** Opening DATA EXTRACTS block **

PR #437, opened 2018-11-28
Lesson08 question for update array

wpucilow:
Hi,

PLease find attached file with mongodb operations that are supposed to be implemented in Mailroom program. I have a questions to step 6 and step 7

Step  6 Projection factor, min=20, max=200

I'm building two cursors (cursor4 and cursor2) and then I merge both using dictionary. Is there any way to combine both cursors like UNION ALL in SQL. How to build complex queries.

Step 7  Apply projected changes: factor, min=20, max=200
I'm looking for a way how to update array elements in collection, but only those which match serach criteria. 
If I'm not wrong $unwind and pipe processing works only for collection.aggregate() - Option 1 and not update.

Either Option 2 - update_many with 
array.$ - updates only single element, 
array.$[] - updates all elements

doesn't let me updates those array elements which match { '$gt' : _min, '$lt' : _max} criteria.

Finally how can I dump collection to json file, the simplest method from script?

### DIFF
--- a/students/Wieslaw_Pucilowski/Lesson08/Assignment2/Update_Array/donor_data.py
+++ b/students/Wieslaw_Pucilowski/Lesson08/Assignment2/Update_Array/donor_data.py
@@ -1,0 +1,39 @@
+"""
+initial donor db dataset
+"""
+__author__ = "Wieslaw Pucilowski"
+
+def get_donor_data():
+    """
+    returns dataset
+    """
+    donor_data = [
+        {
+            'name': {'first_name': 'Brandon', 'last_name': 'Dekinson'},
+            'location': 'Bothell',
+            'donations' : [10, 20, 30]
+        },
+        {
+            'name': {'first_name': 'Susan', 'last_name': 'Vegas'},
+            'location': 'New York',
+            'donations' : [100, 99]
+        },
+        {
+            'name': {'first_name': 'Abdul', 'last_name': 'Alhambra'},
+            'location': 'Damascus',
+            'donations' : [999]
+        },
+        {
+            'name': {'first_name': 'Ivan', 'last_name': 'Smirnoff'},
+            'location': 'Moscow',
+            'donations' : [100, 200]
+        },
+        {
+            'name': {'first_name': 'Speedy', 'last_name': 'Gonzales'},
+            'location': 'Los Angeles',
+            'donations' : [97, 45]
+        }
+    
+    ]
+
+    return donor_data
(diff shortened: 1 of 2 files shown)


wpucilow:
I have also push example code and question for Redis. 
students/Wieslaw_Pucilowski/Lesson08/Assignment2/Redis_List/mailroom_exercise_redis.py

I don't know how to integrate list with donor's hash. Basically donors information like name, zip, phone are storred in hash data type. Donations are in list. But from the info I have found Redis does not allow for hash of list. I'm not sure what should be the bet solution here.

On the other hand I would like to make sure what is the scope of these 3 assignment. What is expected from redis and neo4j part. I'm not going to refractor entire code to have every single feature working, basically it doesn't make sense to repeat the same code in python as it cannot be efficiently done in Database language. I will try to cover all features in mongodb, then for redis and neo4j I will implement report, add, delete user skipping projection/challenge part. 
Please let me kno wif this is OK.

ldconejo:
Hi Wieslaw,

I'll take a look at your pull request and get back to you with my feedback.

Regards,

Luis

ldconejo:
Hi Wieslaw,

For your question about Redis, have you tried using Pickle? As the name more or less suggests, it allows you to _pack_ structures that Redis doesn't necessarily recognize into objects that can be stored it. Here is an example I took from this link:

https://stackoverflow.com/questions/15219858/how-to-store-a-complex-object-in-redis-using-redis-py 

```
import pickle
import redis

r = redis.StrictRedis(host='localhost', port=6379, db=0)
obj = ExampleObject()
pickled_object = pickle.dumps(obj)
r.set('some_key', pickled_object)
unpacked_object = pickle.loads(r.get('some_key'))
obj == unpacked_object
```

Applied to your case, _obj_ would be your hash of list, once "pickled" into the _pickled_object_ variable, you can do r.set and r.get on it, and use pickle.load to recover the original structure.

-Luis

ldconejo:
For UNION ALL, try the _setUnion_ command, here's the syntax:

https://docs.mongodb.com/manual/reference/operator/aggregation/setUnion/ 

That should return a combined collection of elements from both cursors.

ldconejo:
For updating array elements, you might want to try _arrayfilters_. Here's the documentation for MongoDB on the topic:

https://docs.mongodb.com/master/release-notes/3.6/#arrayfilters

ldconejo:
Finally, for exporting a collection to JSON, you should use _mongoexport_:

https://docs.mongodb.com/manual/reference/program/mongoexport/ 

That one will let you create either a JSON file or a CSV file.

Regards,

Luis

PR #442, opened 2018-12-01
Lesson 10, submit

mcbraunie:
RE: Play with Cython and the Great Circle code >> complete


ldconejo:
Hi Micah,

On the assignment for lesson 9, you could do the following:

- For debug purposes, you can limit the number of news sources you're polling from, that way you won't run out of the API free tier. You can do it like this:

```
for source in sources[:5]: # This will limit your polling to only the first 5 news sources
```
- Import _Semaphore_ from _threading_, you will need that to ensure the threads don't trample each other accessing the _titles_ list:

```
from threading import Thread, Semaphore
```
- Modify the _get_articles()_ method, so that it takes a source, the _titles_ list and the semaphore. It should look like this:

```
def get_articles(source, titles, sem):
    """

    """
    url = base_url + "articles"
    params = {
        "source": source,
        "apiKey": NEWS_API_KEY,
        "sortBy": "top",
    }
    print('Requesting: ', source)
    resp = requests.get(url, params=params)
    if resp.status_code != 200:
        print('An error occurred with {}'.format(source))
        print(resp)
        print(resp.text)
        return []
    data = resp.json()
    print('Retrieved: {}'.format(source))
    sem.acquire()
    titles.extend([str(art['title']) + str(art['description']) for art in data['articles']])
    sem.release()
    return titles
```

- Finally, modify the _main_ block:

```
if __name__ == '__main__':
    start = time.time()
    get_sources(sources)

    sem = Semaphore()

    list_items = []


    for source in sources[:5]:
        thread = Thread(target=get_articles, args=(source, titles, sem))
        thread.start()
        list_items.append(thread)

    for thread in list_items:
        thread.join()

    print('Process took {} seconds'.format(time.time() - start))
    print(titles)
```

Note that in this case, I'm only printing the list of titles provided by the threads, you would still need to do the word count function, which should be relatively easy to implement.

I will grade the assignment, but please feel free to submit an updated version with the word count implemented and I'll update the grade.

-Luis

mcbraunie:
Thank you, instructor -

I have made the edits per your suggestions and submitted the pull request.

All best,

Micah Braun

** Closing DATA EXTRACTS block **

Give each line of the records above again, unchanged.

PR #437, opened 2018-11-28
Lesson08 question for update array

wpucilow:
Hi,

PLease find attached file with mongodb operations that are supposed to be implemented in Mailroom program. I have a questions to step 6 and step 7

Step  6 Projection factor, min=20, max=200

I'm building two cursors (cursor4 and cursor2) and then I merge both using dictionary. Is there any way to combine both cursors like UNION ALL in SQL. How to build complex queries.

Step 7  Apply projected changes: factor, min=20, max=200
I'm looking for a way how to update array elements in collection, but only those which match serach criteria. 
If I'm not wrong $unwind and pipe processing works only for collection.aggregate() - Option 1 and not update.

Either Option 2 - update_many with 
array.$ - updates only single element, 
array.$[] - updates all elements

doesn't let me updates those array elements which match { '$gt' : _min, '$lt' : _max} criteria.

Finally how can I dump collection to json file, the simplest method from script?

### DIFF
--- a/students/Wieslaw_Pucilowski/Lesson08/Assignment2/Update_Array/donor_data.py
+++ b/students/Wieslaw_Pucilowski/Lesson08/Assignment2/Update_Array/donor_data.py
@@ -1,0 +1,39 @@
+"""
+initial donor db dataset
+"""
+__author__ = "Wieslaw Pucilowski"
+
+def get_donor_data():
+    """
+    returns dataset
+    """
+    donor_data = [
+        {
+            'name': {'first_name': 'Brandon', 'last_name': 'Dekinson'},
+            'location': 'Bothell',
+            'donations' : [10, 20, 30]
+        },
+        {
+            'name': {'first_name': 'Susan', 'last_name': 'Vegas'},
+            'location': 'New York',
+            'donations' : [100, 99]
+        },
+        {
+            'name': {'first_name': 'Abdul', 'last_name': 'Alhambra'},
+            'location': 'Damascus',
+            'donations' : [999]
+        },
+        {
+            'name': {'first_name': 'Ivan', 'last_name': 'Smirnoff'},
+            'location': 'Moscow',
+            'donations' : [100, 200]
+        },
+        {
+            'name': {'first_name': 'Speedy', 'last_name': 'Gonzales'},
+            'location': 'Los Angeles',
+            'donations' : [97, 45]
+        }
+    
+    ]
+
+    return donor_data
(diff shortened: 1 of 2 files shown)


wpucilow:
I have also push example code and question for Redis. 
students/Wieslaw_Pucilowski/Lesson08/Assignment2/Redis_List/mailroom_exercise_redis.py

I don't know how to integrate list with donor's hash. Basically donors information like name, zip, phone are storred in hash data type. Donations are in list. But from the info I have found Redis does not allow for hash of list. I'm not sure what should be the bet solution here.

On the other hand I would like to make sure what is the scope of these 3 assignment. What is expected from redis and neo4j part. I'm not going to refractor entire code to have every single feature working, basically it doesn't make sense to repeat the same code in python as it cannot be efficiently done in Database language. I will try to cover all features in mongodb, then for redis and neo4j I will implement report, add, delete user skipping projection/challenge part. 
Please let me kno wif this is OK.

ldconejo:
Hi Wieslaw,

I'll take a look at your pull request and get back to you with my feedback.

Regards,

Luis

ldconejo:
Hi Wieslaw,

For your question about Redis, have you tried using Pickle? As the name more or less suggests, it allows you to _pack_ structures that Redis doesn't necessarily recognize into objects that can be stored it. Here is an example I took from this link:

https://stackoverflow.com/questions/15219858/how-to-store-a-complex-object-in-redis-using-redis-py 

```
import pickle
import redis

r = redis.StrictRedis(host='localhost', port=6379, db=0)
obj = ExampleObject()
pickled_object = pickle.dumps(obj)
r.set('some_key', pickled_object)
unpacked_object = pickle.loads(r.get('some_key'))
obj == unpacked_object
```

Applied to your case, _obj_ would be your hash of list, once "pickled" into the _pickled_object_ variable, you can do r.set and r.get on it, and use pickle.load to recover the original structure.

-Luis

ldconejo:
For UNION ALL, try the _setUnion_ command, here's the syntax:

https://docs.mongodb.com/manual/reference/operator/aggregation/setUnion/ 

That should return a combined collection of elements from both cursors.

ldconejo:
For updating array elements, you might want to try _arrayfilters_. Here's the documentation for MongoDB on the topic:

https://docs.mongodb.com/master/release-notes/3.6/#arrayfilters

ldconejo:
Finally, for exporting a collection to JSON, you should use _mongoexport_:

https://docs.mongodb.com/manual/reference/program/mongoexport/ 

That one will let you create either a JSON file or a CSV file.

Regards,

Luis

PR #442, opened 2018-12-01
Lesson 10, submit

mcbraunie:
RE: Play with Cython and the Great Circle code >> complete


ldconejo:
Hi Micah,

On the assignment for lesson 9, you could do the following:

- For debug purposes, you can limit the number of news sources you're polling from, that way you won't run out of the API free tier. You can do it like this:

```
for source in sources[:5]: # This will limit your polling to only the first 5 news sources
```
- Import _Semaphore_ from _threading_, you will need that to ensure the threads don't trample each other accessing the _titles_ list:

```
from threading import Thread, Semaphore
```
- Modify the _get_articles()_ method, so that it takes a source, the _titles_ list and the semaphore. It should look like this:

```
def get_articles(source, titles, sem):
    """

    """
    url = base_url + "articles"
    params = {
        "source": source,
        "apiKey": NEWS_API_KEY,
        "sortBy": "top",
    }
    print('Requesting: ', source)
    resp = requests.get(url, params=params)
    if resp.status_code != 200:
        print('An error occurred with {}'.format(source))
        print(resp)
        print(resp.text)
        return []
    data = resp.json()
    print('Retrieved: {}'.format(source))
    sem.acquire()
    titles.extend([str(art['title']) + str(art['description']) for art in data['articles']])
    sem.release()
    return titles
```

- Finally, modify the _main_ block:

```
if __name__ == '__main__':
    start = time.time()
    get_sources(sources)

    sem = Semaphore()

    list_items = []


    for source in sources[:5]:
        thread = Thread(target=get_articles, args=(source, titles, sem))
        thread.start()
        list_items.append(thread)

    for thread in list_items:
        thread.join()

    print('Process took {} seconds'.format(time.time() - start))
    print(titles)
```

Note that in this case, I'm only printing the list of titles provided by the threads, you would still need to do the word count function, which should be relatively easy to implement.

I will grade the assignment, but please feel free to submit an updated version with the word count implemented and I'll update the grade.

-Luis

mcbraunie:
Thank you, instructor -

I have made the edits per your suggestions and submitted the pull request.

All best,

Micah Braun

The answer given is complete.